> The goal of a design document is to convince the reader the design is optimal given the situation.

This is a nitpick, but I don't think the goal of a design is to be optimal so much as sufficient.

Software systems design, like any design, is about coping with constraints and tradeoffs. The design doc should clearly lay out these out and present an approach that meets the requirements and constraints with acceptable tradeoffs. Where multiple reasonable alternatives exist, they should be make explicit along with a justification for why one option was chosen over the others.

Will it be perfect? Probably not, unless it is an easy problem or you over-designed. And even if it's a good design, it can hit unforeseen issues during implementation. The goal of design is not to eliminate all possibility of such issues but to mitigate risks and communicate to the stakeholders what we're building and why we're building it that way.

Isn’t “making acceptable tradeoffs” (optimization) while “meeting requirements & constraints” (under constraints) simply optimization under constraints? I fail to see how this is about sufficient _but not optimal_ solutions.

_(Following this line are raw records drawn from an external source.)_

PR #237, opened 2024-11-19
Generate argument number checks for JS code

ychenfo:
I modified `JSBuilder.scala` such that now three places related to function/method codegen call the method `handleFunction` to handle the common logic. The `handleFunction` is overridden in `JSBackendDiffMaker.scala` such that argument number sanity checks are implemented using varargs in javascript.

I checked and also learned that in javascript `arguments.length` can also be used to determine how many arguments are actually passed into a function, but we generate arrow functions which do not have `arguments`.


hkmc2/jvm/src/test/scala/hkmc2/JSBackendDiffMaker.scala
```diff
@@ -4,7 +4,12 @@ import scala.collection.mutable
 
 import mlscript.utils.*, shorthands.*
 import utils.*
-
```
LPTK, line 7: Pls remove unnecessary whitespace change.

hkmc2/shared/src/main/scala/hkmc2/codegen/js/JSBuilder.scala
```diff
@@ -329,7 +329,12 @@ class JSBuilder extends CodeBuilder:
   def body(t: Block)(using Raise, Scope): Document = scope.nest givenIn:
     block(t)
   
-  
+  def handleFunction(ps: List[semantics.Param], b: Block)(using Raise, Scope): (Document, Document) =
```
LPTK: Let's rename this to
```suggestion
  def setupFunction(params: List[semantics.Param], body: Block)(using Raise, Scope): (Document, Document) =
```
As "handle" is a bit too generic.

hkmc2/jvm/src/test/scala/hkmc2/JSBackendDiffMaker.scala
```diff
@@ -13,6 +18,7 @@ abstract class JSBackendDiffMaker extends MLsDiffMaker:
   val sjs = NullaryCommand("sjs")
   val showRepl = NullaryCommand("showRepl")
   val silent = NullaryCommand("silent")
+  val jsSanityCheck = NullaryCommand("jsSanityCheck")
```
LPTK: Pls rename to
```suggestion
  val noSanityChecks = NullaryCommand("noSanityChecks")
```
so that sanity checks are the default.

hkmc2/jvm/src/test/scala/hkmc2/JSBackendDiffMaker.scala
```diff
@@ -116,3 +122,13 @@ abstract class JSBackendDiffMaker extends MLsDiffMaker:
       
       
 
+
+class JSBuilderSanityCheck extends JSBuilder:
```
LPTK: This should be a trait that lives alongside `JSBuilder`. We will want to use it for debug builds outside of the diff-tests.

LPTK: Pls rename to
```suggestion
class JSBuilderSanityChecks extends JSBuilder:
```

hkmc2/jvm/src/test/scala/hkmc2/JSBackendDiffMaker.scala
```diff
@@ -116,3 +122,13 @@ abstract class JSBackendDiffMaker extends MLsDiffMaker:
...
+  override def handleFunction(ps: List[semantics.Param], b: Block)(using Raise, Scope): (Document, Document) =
+    val params = ps.map(p => Scope.scope.allocateName(p.sym))
+    val paramsStr = doc"args_" :: params.mkDocument("_")
```
LPTK: What if this name conflicts with an already-defined name in the source? The proper thing to do here is to use a `TempSymbol` that you make sure to allocate in the scope and that you then `lookup_!`. There does not need to be one such symbol per function. You can create a single one at the top-level of `JSBuilderSanityChecks`.

hkmc2/jvm/src/test/scala/hkmc2/JSBackendDiffMaker.scala
LPTK: It would be best to make this trait take a runtime parameter called `instrument: Bool`, so that whether the instrumentation is done can be configured at runtime (in the difftests or elsewhere).

hkmc2/jvm/src/test/scala/hkmc2/JSBackendDiffMaker.scala
```diff
@@ -42,7 +48,7 @@ abstract class JSBackendDiffMaker extends MLsDiffMaker:
     if js.isSet then
       val low = ltl.givenIn:
         codegen.Lowering()
-      val jsb = codegen.js.JSBuilder()
+      val jsb = if jsSanityCheck.isSet then JSBuilderSanityCheck() else JSBuilder()
```
LPTK: Re suggestions above:
```suggestion
      val jsb = new JSBuilder with JSBuilderSanityCheck(noSanityChecks.isUnset)
```

hkmc2/shared/src/test/mlscript/codegen/SanityCheck.mls
LPTK, line 1: Rename to `SanityChecks.mls`.

hkmc2/shared/src/test/mlscript/codegen/SanityCheck.mls
```diff
@@ -0,0 +1,184 @@
...
+fun f(x, y) = x + y
+f(2)
+//│ JS:
+//│ function f(x, y) { return x + y; } this.f(2)
+//│ = NaN
+
+:sjs
+:re
+:jsSanityCheck
+fun f(x, y) = x + y
```
LPTK: No need to redefine this sanity-checked function. Just use the previous one.

LPTK (changes requested):
Nicely done, thanks! But please address my comments.

ychenfo:
Thanks for the comments! I have made the changes except for the one that makes sanity checks default, because currently several tests have function calls with incorrect number of arguments, but without `:re`. Should I make the change to add `:re` to them and make sanity checks default?

Also previously I use `const x = args[i]` to assign arguments values from varargs, but I just saw https://github.com/hkust-taco/mlscript/pull/238 and realize that arguments can be mutated, so I change to use `let`.

hkmc2/shared/src/main/scala/hkmc2/codegen/js/JSBuilder.scala
```diff
@@ -422,3 +422,18 @@ object JSBuilder:
 end JSBuilder
 
 
+trait JSBuilderSanityChecks(val instrument: Bool) extends JSBuilder:
```
LPTK: No reason to make this a `val`. Doing so will prevent other similar traits (copied from this model) from defining their own `instrument` parameter.

LPTK:
> currently several tests have function calls with incorrect number of arguments, but without `:re`. Should I make the change to add `:re` to them

Well, most are probably actual mistakes! Unless the intent was clearly to test what happens when the wrong number of arguments is passed, please just fix them by passing the correct number of arguments!

ychenfo:
Thanks for the comments! I have removed the `val`, and made the following changes to the tests and made sanity check on by default.

- add an `:re` at line58 in `ClassInFun.mls`
- add missing parameters at around line120 in `IfThenElse.mls`
- add an `:re` at line40 in `Juxtapositions.mls`
- add a `:fixme` at line 170 in `Juxtapositions.mls`

hkmc2/shared/src/main/scala/hkmc2/codegen/js/JSBuilder.scala
```diff
@@ -417,3 +422,18 @@ object JSBuilder:
...
 
+trait JSBuilderSanityChecks(instrument: Bool) extends JSBuilder:
+  
+  val functionParamVarargSymbol = semantics.TempSymbol(0, N, "args")
+  
+  override def setupFunction(params: List[semantics.Param], body: Block)(using Raise, Scope): (Document, Document) =
+    if instrument then
+      val paramsList = params.map(p => Scope.scope.allocateName(p.sym))
+      val paramsStr = Scope.scope.allocateName(functionParamVarargSymbol)
+      val checkArgsNum = doc"if ($paramsStr.length !== ${params.length}) { throw new globalThis.Error('got ' + $paramsStr.length + ' arguments, expecting ' + ${params.length}) }\n"
```
LPTK: I would change this boilerplate to:
```suggestion
      val checkArgsNum = doc"globalThis.Predef.checkArgs($functionName, $paramsStr.length, ${params.length})"
```
with the appropriate helper method defined in `Predef.mls`.

LPTK (approved):
Great! Just one last touch. And the errors would be more helpful if they had the following  format:

```
Function 'foo' expected 3 arguments but got 2.
```

hkmc2/shared/src/main/scala/hkmc2/codegen/js/JSBuilder.scala
ychenfo: Thanks! I have pushed the commit to improve the error message. As for the helper method `checkArgs` in `Predef.mls`, there seems to be no way to throw errors in `*.mls` files..? Sorry that I vaguely remember that you told me about this in our previous meeting, but cannot recall the detail.

hkmc2/shared/src/test/mlscript/codegen/SanityChecks.mls
```diff
@@ -172,4 +172,4 @@ Cls(1, 2).f(3, 4)(5)
 //│ tmp = this.Cls(1, 2);
 //│ tmp1 = tmp.f(3, 4);
 //│ tmp1(5)
-//│ ═══[RUNTIME ERROR] Error: got 1 arguments, expecting 2
+//│ ═══[RUNTIME ERROR] Error: Function 'arrow function' expected 2 arguments but got 1
```
LPTK: > Function 'arrow function' expected [...]

🤔

LPTK: In this case, just make it

> Function expected [...]

i.e., make the function name optional.

hkmc2/shared/src/main/scala/hkmc2/codegen/js/JSBuilder.scala
```diff
@@ -426,14 +426,14 @@ trait JSBuilderSanityChecks(instrument: Bool) extends JSBuilder:
   
   val functionParamVarargSymbol = semantics.TempSymbol(0, N, "args")
   
-  override def setupFunction(params: List[semantics.Param], body: Block)(using Raise, Scope): (Document, Document) =
+  override def setupFunction(name: Str, params: List[semantics.Param], body: Block)(using Raise, Scope): (Document, Document) =
     if instrument then
       val paramsList = params.map(p => Scope.scope.allocateName(p.sym))
       val paramsStr = Scope.scope.allocateName(functionParamVarargSymbol)
-      val checkArgsNum = doc"if ($paramsStr.length !== ${params.length}) { throw new globalThis.Error('got ' + $paramsStr.length + ' arguments, expecting ' + ${params.length}) }\n"
+      val checkArgsNum = doc"if ($paramsStr.length !== ${params.length}) { throw new globalThis.Error('Function \'$name\' expected ' + ${params.length} + ' arguments but got ' + $paramsStr.length) }\n"
```
LPTK: Please generate strings that use `"` and don't forget to escape `name` for weird characters. You can reuse the logic in `JSBuilder.makeStringLiteral` but extract that logic to a `JSBuilder.escapeStringCharacters` helper function.

hkmc2/shared/src/main/scala/hkmc2/codegen/js/JSBuilder.scala
LPTK: Oh, do you mean that we're missing the `throw` keyword? This should be a trivial thing to add (it's already supported internally by the IR), but we can do it in a separate PR.

LPTK: In case you want to do it: I would add `throw` as a symbol in `Elaborator.unaryOps` and handle it specially in `Lowering`.

hkmc2/shared/src/main/scala/hkmc2/codegen/js/JSBuilder.scala
ychenfo: Thanks! I have made this and the previous changes to make function name optional.

hkmc2/shared/src/main/scala/hkmc2/codegen/js/JSBuilder.scala
ychenfo: Yes, I mean the `throw` keyword is missing, and yes I would like to do this. I just took a look, and it seems that `Elaborator.unaryOps` is only used [here](https://github.com/hkust-taco/mlscript/blob/e3859934e2c38db20f2a6f6998aba55dc49940a9/hkmc2/shared/src/main/scala/hkmc2/semantics/Elaborator.scala#L105-L107), which assumes all unaryOps must also be binary ops, so maybe there are more changes needed? Maybe I can look into how `return` is handled and do something similar?

ychenfo: I tried to implement the support for `throw` following how `return` is handled and created a new PR https://github.com/hkust-taco/mlscript/pull/239

hkmc2/shared/src/main/scala/hkmc2/codegen/js/JSBuilder.scala
```diff
@@ -426,11 +429,13 @@ trait JSBuilderSanityChecks(instrument: Bool) extends JSBuilder:
   
   val functionParamVarargSymbol = semantics.TempSymbol(0, N, "args")
   
-  override def setupFunction(name: Str, params: List[semantics.Param], body: Block)(using Raise, Scope): (Document, Document) =
+  override def setupFunction(name: Option[Str], params: List[semantics.Param], body: Block)(using Raise, Scope): (Document, Document) =
     if instrument then
       val paramsList = params.map(p => Scope.scope.allocateName(p.sym))
       val paramsStr = Scope.scope.allocateName(functionParamVarargSymbol)
-      val checkArgsNum = doc"if ($paramsStr.length !== ${params.length}) { throw new globalThis.Error('Function \'$name\' expected ' + ${params.length} + ' arguments but got ' + $paramsStr.length) }\n"
+      val fname = name.map(n => s" '${JSBuilder.escapeStringCharacters(n)}' ").getOrElse(" ")
```
LPTK: This should be a `fold`.

ychenfo: Thanks! I just changed this `map` and `getOrElse` to `fold` and pushed the commit.

hkmc2/shared/src/main/scala/hkmc2/codegen/js/JSBuilder.scala
LPTK: Thanks, merged!

ychenfo: Thanks! I have pushed the changes to use `Predef.checkArgs`.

The dictionary defintion of optimal is just 'best'; the connotation that 'optimal' means not perfect, but satisfying multiple constraint, is engineering jargon. In fact, with 'optimal', people will often mean 'Pareto optimal' (a design where there is no change that would improve the solution on all dimensions/constraints).

Pareto optimality also implies that multiple designs may exist in a 'draw', where design 1 is better on dimension A, but worse on dimension B, and design 2 flips those. These designs are on a pareto front. Making the trade-offs explicit helps readers of the design document who come along later to choose a different trade-off when it later turns out that the relative importance of the dimensions involved changed.

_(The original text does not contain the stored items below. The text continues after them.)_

PR #238, opened 2024-11-19
Fix scoping

AnsonYeung:
Fixes issue when setting a variable living in an outer scope.


LPTK (approved):
Nice, thanks for the fix!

I generally read "optimal" to mean "optimal according to some objective function". In the case of a technical design, the objective is not something you can readily formalize, because there are so many considerations.

For example, suppose you are designing a network service to meet some use case. Yes, it needs to meet the use case, but there are other things you care about like simplicity of the code, latency, cost to operate the service, and others.

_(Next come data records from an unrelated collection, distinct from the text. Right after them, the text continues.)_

PR #239, opened 2024-11-21
Add support for `throw` keyword

ychenfo:


hkmc2/shared/src/main/scala/hkmc2/codegen/Lowering.scala
```diff
@@ -20,6 +20,10 @@ object Ret extends Ret:
 object ImplctRet extends Ret:
   def apply(r: Result): Block = Return(r, implct = true)
 
+abstract class Thrw extends (Result => Block)
```
LPTK: There's no need to add yet another abstract class and `isInstanceOf` check. Just rename the `Ret` abstract class (not the object) to `TailOp` and make `Thrw` extend it.

hkmc2/shared/src/main/scala/hkmc2/codegen/Lowering.scala
```diff
@@ -11,7 +11,7 @@ import hkmc2.semantics.{Term => st}
 
 import syntax.{Literal, Tree}
 import semantics.*
-import semantics.Term.*
+import semantics.Term.{Throw => _, *}
```
LPTK, line 14: I don't think this change is needed.

LPTK (approved):
Great! Please make the suggested change, and I will merge.

hkmc2/shared/src/main/scala/hkmc2/codegen/Lowering.scala
ychenfo: Oh I made this change because of the name clash between `Term.Throw` and `codegen.Throw`, and `Term.Throw` is only used [here](https://github.com/CrescentonC/mlscript/blob/dbf5b01aa5c6191373bd20b94bd70e81f9abb1e6/hkmc2/shared/src/main/scala/hkmc2/codegen/Lowering.scala#L58) by `st.Throw`, while `codegen.Throw` is already used [here](https://github.com/CrescentonC/mlscript/blob/dbf5b01aa5c6191373bd20b94bd70e81f9abb1e6/hkmc2/shared/src/main/scala/hkmc2/codegen/Lowering.scala#L264), so I hide the one imported from `Term`.

hkmc2/shared/src/main/scala/hkmc2/codegen/Lowering.scala
ychenfo: Thanks! I have pushed the change.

For any design you propose, there might exist an alternate design that is strictly better by some criteria-maybe it works exactly the same but has much better latency characteristics. If an oracle gave you this design, you might agree it was more optimal and choose to implement it, but I don't think it means you failed if you come up with a (sub-optimal) design that solves the problem within the constraint.

Compromise is the term synonymous with "making acceptable tradeoffs”, not optimisation.

"Optimal" in this context includes time, effort and cost. So the design isn't perfect irrespective of these things, but it is optimal in terms of balancing the effectiveness of the solution with the effort put in.

It's also not intended to be frozen in place and some allowance should be made for refinement with out scope breaking (fine but falls under change control) -- the level of detail here is important so known unknowns are surfaced not solved. High Level Designs and Low Level Designs are different documents for a reason allowing for a sufficient approach to be optimized during the transition.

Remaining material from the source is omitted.